**REQUIRED WORK:** Match the string "they" against each line below, and copy every line that matches.

[Source data]
****************************************
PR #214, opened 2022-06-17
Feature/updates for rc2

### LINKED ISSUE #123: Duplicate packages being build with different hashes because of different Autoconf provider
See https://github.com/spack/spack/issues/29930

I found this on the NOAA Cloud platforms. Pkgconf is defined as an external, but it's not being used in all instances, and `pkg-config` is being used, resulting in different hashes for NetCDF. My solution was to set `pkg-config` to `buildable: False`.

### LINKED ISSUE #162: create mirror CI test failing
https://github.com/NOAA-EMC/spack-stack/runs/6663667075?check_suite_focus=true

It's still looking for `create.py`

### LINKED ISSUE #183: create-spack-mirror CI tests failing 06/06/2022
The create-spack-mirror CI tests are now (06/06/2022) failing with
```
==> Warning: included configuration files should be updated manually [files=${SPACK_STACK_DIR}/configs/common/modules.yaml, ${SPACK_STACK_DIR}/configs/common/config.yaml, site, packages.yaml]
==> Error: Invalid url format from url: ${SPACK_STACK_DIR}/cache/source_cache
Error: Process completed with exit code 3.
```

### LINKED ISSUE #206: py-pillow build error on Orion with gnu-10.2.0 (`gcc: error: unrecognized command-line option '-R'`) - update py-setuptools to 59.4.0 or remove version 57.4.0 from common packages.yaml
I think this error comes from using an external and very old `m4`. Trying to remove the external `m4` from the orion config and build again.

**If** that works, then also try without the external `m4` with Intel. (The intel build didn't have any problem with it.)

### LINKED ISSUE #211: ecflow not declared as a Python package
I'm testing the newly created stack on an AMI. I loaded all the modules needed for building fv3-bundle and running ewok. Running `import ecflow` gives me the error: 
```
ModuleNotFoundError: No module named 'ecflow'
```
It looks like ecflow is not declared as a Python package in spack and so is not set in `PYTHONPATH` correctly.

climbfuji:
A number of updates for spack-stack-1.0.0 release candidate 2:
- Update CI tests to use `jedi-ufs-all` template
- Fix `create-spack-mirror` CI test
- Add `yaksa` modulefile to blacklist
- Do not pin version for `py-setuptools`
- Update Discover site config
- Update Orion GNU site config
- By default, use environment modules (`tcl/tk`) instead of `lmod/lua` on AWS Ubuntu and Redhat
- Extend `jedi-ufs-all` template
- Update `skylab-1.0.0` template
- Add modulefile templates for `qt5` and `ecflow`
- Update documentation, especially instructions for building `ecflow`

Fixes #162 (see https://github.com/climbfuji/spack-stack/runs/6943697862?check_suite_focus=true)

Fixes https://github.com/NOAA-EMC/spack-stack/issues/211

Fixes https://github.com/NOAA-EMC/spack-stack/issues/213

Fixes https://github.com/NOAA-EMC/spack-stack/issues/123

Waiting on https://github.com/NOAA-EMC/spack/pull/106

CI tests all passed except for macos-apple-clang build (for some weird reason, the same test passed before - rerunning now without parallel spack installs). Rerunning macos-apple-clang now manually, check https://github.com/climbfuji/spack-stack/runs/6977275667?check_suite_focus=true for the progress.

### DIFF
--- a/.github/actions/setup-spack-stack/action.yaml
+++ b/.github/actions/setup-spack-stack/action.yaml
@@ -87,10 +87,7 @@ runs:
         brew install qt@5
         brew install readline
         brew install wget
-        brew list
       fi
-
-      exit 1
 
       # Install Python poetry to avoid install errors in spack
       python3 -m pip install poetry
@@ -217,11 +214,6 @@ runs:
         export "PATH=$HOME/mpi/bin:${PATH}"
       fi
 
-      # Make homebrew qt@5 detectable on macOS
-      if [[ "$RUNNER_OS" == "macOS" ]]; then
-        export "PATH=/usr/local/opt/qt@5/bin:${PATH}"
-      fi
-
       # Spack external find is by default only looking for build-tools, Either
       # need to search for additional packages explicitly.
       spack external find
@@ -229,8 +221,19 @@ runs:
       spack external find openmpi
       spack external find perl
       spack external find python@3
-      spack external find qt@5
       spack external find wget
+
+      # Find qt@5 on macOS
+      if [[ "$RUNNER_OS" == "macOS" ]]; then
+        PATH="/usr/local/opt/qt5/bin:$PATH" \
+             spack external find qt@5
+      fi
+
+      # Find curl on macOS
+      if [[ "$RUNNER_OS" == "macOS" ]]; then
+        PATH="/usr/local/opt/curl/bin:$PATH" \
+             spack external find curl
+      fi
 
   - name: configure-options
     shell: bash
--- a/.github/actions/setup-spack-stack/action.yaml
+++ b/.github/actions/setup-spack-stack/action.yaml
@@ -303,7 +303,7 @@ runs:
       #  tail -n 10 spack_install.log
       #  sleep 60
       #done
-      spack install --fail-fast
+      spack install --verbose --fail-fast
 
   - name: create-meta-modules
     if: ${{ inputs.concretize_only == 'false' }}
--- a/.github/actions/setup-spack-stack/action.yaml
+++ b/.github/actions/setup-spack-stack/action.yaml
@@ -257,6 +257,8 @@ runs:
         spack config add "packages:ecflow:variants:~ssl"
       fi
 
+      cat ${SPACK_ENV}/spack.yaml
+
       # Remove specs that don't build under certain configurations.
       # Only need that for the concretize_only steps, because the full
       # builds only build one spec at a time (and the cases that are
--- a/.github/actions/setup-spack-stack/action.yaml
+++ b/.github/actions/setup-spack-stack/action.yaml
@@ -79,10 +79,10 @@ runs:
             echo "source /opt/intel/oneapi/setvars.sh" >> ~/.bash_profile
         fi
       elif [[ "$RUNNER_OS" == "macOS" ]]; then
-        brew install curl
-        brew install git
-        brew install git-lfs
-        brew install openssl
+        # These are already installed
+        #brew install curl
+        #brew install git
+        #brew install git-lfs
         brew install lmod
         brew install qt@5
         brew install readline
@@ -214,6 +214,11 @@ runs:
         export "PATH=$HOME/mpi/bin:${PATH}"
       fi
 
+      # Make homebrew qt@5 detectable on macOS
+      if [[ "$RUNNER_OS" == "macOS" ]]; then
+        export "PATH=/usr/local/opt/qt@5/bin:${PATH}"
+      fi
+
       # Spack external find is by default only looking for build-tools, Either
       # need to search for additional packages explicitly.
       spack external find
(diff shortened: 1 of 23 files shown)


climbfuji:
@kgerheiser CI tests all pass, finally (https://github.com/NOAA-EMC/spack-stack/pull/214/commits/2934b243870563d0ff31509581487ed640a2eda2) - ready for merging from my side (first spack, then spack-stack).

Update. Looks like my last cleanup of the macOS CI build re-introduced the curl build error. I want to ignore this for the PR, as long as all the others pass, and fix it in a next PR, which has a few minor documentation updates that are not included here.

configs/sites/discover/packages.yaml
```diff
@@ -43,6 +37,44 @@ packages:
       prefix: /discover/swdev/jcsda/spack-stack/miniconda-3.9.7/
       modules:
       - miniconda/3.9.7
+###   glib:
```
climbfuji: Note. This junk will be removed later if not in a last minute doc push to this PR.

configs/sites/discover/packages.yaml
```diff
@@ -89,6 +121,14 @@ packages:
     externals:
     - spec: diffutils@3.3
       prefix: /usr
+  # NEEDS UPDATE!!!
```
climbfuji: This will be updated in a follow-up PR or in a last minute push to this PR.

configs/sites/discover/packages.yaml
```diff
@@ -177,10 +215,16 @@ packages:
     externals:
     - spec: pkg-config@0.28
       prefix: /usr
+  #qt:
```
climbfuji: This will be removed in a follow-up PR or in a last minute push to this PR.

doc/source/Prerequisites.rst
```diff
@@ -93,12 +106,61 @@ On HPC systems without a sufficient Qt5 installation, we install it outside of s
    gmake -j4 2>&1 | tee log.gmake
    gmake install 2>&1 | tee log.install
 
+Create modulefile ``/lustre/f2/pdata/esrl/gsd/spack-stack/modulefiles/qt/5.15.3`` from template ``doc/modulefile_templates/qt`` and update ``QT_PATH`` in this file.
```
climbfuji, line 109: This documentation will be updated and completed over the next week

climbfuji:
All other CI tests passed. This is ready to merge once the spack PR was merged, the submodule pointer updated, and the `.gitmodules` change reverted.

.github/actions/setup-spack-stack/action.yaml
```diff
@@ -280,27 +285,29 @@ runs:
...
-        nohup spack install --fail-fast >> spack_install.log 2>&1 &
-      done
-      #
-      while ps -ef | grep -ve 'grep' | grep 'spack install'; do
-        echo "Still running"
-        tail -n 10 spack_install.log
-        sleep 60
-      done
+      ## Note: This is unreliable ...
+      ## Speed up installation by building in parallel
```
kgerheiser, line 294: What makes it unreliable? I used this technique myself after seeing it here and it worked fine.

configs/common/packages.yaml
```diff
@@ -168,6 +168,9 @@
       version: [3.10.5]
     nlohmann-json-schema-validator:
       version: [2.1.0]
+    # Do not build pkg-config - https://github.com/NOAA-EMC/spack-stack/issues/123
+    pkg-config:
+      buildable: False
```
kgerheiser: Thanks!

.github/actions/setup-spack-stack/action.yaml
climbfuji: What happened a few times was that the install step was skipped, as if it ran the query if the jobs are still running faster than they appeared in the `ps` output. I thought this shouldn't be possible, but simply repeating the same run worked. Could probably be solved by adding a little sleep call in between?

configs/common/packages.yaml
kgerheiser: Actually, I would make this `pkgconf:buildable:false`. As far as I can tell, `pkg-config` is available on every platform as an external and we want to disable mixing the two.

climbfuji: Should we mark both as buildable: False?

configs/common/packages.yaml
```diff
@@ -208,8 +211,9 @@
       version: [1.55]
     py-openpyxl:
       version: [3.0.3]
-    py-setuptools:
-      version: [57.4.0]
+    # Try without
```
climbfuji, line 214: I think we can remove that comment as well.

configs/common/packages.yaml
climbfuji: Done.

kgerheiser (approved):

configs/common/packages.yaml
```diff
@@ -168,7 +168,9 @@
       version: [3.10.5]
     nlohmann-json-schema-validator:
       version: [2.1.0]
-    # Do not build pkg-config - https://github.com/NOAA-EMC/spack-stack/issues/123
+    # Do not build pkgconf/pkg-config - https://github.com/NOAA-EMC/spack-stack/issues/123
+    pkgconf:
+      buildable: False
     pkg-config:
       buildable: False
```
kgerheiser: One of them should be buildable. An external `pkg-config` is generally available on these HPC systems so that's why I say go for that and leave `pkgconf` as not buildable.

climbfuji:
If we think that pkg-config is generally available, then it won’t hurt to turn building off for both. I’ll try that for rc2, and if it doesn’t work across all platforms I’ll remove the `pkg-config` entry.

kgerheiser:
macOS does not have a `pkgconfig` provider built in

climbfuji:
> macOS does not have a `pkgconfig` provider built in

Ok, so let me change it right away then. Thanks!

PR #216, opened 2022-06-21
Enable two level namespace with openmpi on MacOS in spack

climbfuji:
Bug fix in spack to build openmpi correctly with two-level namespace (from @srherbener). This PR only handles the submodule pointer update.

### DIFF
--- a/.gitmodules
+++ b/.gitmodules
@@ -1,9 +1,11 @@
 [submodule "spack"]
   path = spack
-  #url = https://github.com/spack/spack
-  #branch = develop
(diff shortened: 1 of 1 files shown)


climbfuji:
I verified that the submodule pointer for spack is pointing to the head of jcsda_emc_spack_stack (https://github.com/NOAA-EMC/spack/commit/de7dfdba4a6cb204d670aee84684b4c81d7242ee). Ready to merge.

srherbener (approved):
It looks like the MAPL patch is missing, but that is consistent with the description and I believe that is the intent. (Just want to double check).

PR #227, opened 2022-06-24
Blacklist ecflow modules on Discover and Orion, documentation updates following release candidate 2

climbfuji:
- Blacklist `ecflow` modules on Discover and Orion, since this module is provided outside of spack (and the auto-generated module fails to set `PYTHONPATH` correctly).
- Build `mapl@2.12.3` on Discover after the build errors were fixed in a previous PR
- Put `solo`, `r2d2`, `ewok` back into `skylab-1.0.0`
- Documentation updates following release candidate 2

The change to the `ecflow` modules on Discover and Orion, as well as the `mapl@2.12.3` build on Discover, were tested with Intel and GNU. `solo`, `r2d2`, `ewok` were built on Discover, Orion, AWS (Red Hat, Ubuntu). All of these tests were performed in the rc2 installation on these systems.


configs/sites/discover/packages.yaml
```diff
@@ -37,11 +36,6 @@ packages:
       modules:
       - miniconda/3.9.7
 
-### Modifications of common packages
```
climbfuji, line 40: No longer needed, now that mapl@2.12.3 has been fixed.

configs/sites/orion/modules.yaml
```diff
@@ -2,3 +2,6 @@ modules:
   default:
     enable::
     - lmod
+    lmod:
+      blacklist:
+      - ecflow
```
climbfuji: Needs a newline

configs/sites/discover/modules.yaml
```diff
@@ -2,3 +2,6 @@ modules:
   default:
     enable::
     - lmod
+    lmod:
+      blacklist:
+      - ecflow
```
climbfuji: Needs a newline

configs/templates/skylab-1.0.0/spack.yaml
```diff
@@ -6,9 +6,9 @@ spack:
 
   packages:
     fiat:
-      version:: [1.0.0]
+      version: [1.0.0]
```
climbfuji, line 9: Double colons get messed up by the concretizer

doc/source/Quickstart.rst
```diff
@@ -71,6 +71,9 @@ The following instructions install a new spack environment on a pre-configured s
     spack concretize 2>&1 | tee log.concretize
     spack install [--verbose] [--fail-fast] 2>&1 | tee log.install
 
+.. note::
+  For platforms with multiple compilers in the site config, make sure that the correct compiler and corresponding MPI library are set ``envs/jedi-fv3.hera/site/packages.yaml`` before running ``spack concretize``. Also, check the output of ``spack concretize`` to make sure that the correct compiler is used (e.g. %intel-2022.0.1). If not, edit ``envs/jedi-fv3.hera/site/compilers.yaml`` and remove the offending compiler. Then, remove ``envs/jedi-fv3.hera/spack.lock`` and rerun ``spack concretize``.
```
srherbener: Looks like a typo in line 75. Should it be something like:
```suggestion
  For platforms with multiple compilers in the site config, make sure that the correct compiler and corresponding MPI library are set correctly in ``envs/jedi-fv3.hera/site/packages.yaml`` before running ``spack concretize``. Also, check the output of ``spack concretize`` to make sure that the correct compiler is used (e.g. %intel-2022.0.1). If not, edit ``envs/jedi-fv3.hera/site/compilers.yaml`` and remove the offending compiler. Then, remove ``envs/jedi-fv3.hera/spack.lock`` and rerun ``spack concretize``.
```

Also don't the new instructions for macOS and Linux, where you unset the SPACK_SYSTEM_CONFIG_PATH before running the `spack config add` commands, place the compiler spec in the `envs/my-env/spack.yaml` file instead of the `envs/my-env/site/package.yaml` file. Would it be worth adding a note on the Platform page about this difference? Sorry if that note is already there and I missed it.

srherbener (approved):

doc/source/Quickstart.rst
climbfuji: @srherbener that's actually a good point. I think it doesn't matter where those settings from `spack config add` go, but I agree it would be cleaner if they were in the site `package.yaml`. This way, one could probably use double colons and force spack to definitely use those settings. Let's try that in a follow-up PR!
****************************************
**OUTPUT FOR THIS EXERCISE:**
climbfuji: What happened a few times was that the install step was skipped, as if it ran the query if the jobs are still running faster than they appeared in the `ps` output. I thought this shouldn't be possible, but simply repeating the same run worked. Could probably be solved by adding a little sleep call in between?
climbfuji: @srherbener that's actually a good point. I think it doesn't matter where those settings from `spack config add` go, but I agree it would be cleaner if they were in the site `package.yaml`. This way, one could probably use double colons and force spack to definitely use those settings. Let's try that in a follow-up PR!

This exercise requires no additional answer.